Replacement of one or more claimed elements constitutes reconstruction and not repair. Additionally, benefits, other advantages, and solutions to problems have been described with regard to specific embodiments. The benefits, advantages, solutions to problems, and any element or elements that may cause any benefit, advantage, or solution to occur or become more pronounced, however, are not to be construed as critical, required, or essential features or elements of any or all of the claims, unless such benefits, advantages, solutions, or elements are stated in such claim.

Moreover, embodiments and limitations disclosed herein are not dedicated to the public under the doctrine of dedication if the embodiments and/or limitations: (1) are not expressly claimed in the claims; and (2) are or are potentially equivalents of express elements and/or limitations in the claims under the doctrine of equivalents.

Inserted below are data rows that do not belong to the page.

PR #53453, opened 2024-01-07
[Translation] fix support for nikic/php-parser 5.0

xabbuh:
| Q             | A
| ------------- | ---
| Branch?       | 6.3
| Bug fix?      | yes
| New feature?  | no
| Deprecations? | no
| Issues        | 
| License       | MIT

### DIFF
--- a/composer.json
+++ b/composer.json
@@ -140,6 +140,7 @@
         "league/uri": "^6.5|^7.0",
         "masterminds/html5": "^2.7.2",
         "monolog/monolog": "^1.25.1|^2",
+        "nikic/php-parser": "^4.16|^5.0",
         "nyholm/psr7": "^1.0",
         "pda/pheanstalk": "^4.0",
         "php-http/discovery": "^1.15",
--- a/src/Symfony/Component/Translation/Extractor/PhpAstExtractor.php
+++ b/src/Symfony/Component/Translation/Extractor/PhpAstExtractor.php
@@ -39,7 +39,11 @@ final class PhpAstExtractor extends AbstractFileExtractor implements ExtractorIn
             throw new \LogicException(sprintf('You cannot use "%s" as the "nikic/php-parser" package is not installed. Try running "composer require nikic/php-parser".', static::class));
         }
 
-        $this->parser = (new ParserFactory())->create(ParserFactory::PREFER_PHP7);
+        if (method_exists(ParserFactory::class, 'createForHostVersion')) {
+            $this->parser = (new ParserFactory())->createForHostVersion();
+        } else {
+            $this->parser = (new ParserFactory())->create(ParserFactory::PREFER_PHP7);
+        }
     }
 
     public function extract(iterable|string $resource, MessageCatalogue $catalogue): void
--- a/.github/workflows/unit-tests.yml
+++ b/.github/workflows/unit-tests.yml
@@ -128,6 +128,10 @@ jobs:
           echo SYMFONY_REQUIRE=">=$([ '${{ matrix.mode }}' = low-deps ] && echo 4.4 || echo $SYMFONY_VERSION)" >> $GITHUB_ENV
           [[ "${{ matrix.mode }}" = *-deps ]] && mv composer.json.phpunit composer.json || true
 
+          if [[ "${{ matrix.mode }}" = low-deps ]]; then
+            echo SYMFONY_PHPUNIT_REQUIRE="nikic/php-parser:^4.16" >> $GITHUB_ENV
+          fi
+
       - name: Install dependencies
         run: |
           echo "::group::composer update"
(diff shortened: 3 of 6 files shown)


nicolas-grekas:
What about merging this on 5.4? This would reduce the pressure on deps constraints.

xabbuh:
Not sure, this is not a bugfix to me.

nicolas-grekas:
We also merge deps-related changed to 5.4: support for latest Doctrine, latest PHP, etc. This is similar to me. This makes Symfony a low contributor to deps-hell (aka makes upgrading easier)

GromNaN:
If it's compatible with 5.4, I don't see any reason to not allowing this new version.

xabbuh:
fair enough, rebased on `6.3` as the `PhpAstExtractor` class was introduced in 6.2

chalasr (approved):

src/Symfony/Component/Translation/Extractor/PhpAstExtractor.php
```diff
@@ -39,7 +40,11 @@ public function __construct(
             throw new \LogicException(sprintf('You cannot use "%s" as the "nikic/php-parser" package is not installed. Try running "composer require nikic/php-parser".', static::class));
         }
 
-        $this->parser = (new ParserFactory())->create(ParserFactory::PREFER_PHP7);
+        if (method_exists(ParserFactory::class, 'createForVersion')) {
+            $this->parser = (new ParserFactory())->createForVersion(PhpVersion::fromString('8.2'));
```
nicolas-grekas: I'm wondering how we will maintain this version number.
Wild idea: add `// @requires PHP 8.2` so that grepping for test cases can yield this when preparing 8.0?

stof: why hardcoding PHP 8.2 here ? Shouldn't we parse for the current PHP version instead ?

xabbuh: Not sure either, but one possible solution would be to use `createForHostVersion()` instead which will simply use the PHP version the process is executed with. Probably that's also how people most often use this extractor anyway.

xabbuh: replaced with `createForHostVersion()` as this is also basically what @stof asks for in https://github.com/symfony/symfony/pull/53453#discussion_r1444332797

xabbuh: replaced this to make use of `createForHostVersion()` instead

src/Symfony/Component/Translation/Extractor/PhpAstExtractor.php
```diff
@@ -39,7 +39,11 @@ public function __construct(
             throw new \LogicException(sprintf('You cannot use "%s" as the "nikic/php-parser" package is not installed. Try running "composer require nikic/php-parser".', static::class));
         }
 
-        $this->parser = (new ParserFactory())->create(ParserFactory::PREFER_PHP7);
+        if (method_exists(ParserFactory::class, 'createForVersion')) {
```
stof: I suggest checking for the `createForHostVersion` method as that's the one being used.

wouterj:
Note that currently, we explicitly say that this is *not* allowed as a bug fix in the [maintenance docs](https://symfony.com/doc/current/contributing/code/maintenance.html):

> [...] the following changes are never accepted in a patch version:
> 
> - **Support for newer major versions of Composer dependencies**: Taking into account support for newer versions of an existing dependency is not acceptable.

nicolas-grekas:
@wouterj we have some contradiction on the topic, because we also have this "seamless deps" rule that makes us fix compat with Doctrine / PHP / Windows / infra-level stuff on lower branches, the reason being that wider deps ranges makes it easier to upgrade for end users.
Here, we fall in this categry to me, *especially* because we don't set the version boundaries. But also because php-parser is a widely used deps and making Symfony restrict which versions are allowed is contributing to deps hell.

wouterj:
Yes, "Newer versions of PHP" and "Newer versions of popular OSes" are mentioned in the "allowed on a case by case basis" section :)

Btw, not saying I'm against this change, especially as we don't set version ranges explicitly for this optional dep. But I think we should then update our policy on this (and find the reason why we set the current policy like this, is there something non-obvious that bit us in the past and we shouldn't forget now?)

composer.json
```diff
@@ -140,6 +140,7 @@
         "league/uri": "^6.5|^7.0",
         "masterminds/html5": "^2.7.2",
         "monolog/monolog": "^1.25.1|^2",
+        "nikic/php-parser": "^4.16|^5.0",
```
alexandre-daubois, line 143: Shouldn't this be `^4.13` like in the composer.json of the component?

xabbuh: Thanks for the heads up. The dependency should have been bumped in the component's `composer.json` file too thus allowing for the `getParts()` method to be used.

xabbuh:
tests pass, ready to be reviewed

nicolas-grekas:
Thank you @xabbuh.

Various embodiments of the subject matter described herein include various combinations of the acts, structure, components, and features described herein, shown in the drawings, or known in the art. Moreover, certain procedures may include acts such as obtaining or providing various structural components described herein, obtaining or providing components that perform functions described herein. Furthermore, various embodiments include advertising and selling products that perform functions described herein, that contain structure described herein, or that include instructions to perform functions described herein, as examples. Such products may be obtained or provided through distributors, dealers, or over the Internet, for instance. The subject matter described herein also includes various means for accomplishing the various functions or acts described herein or apparent from the structure and acts described.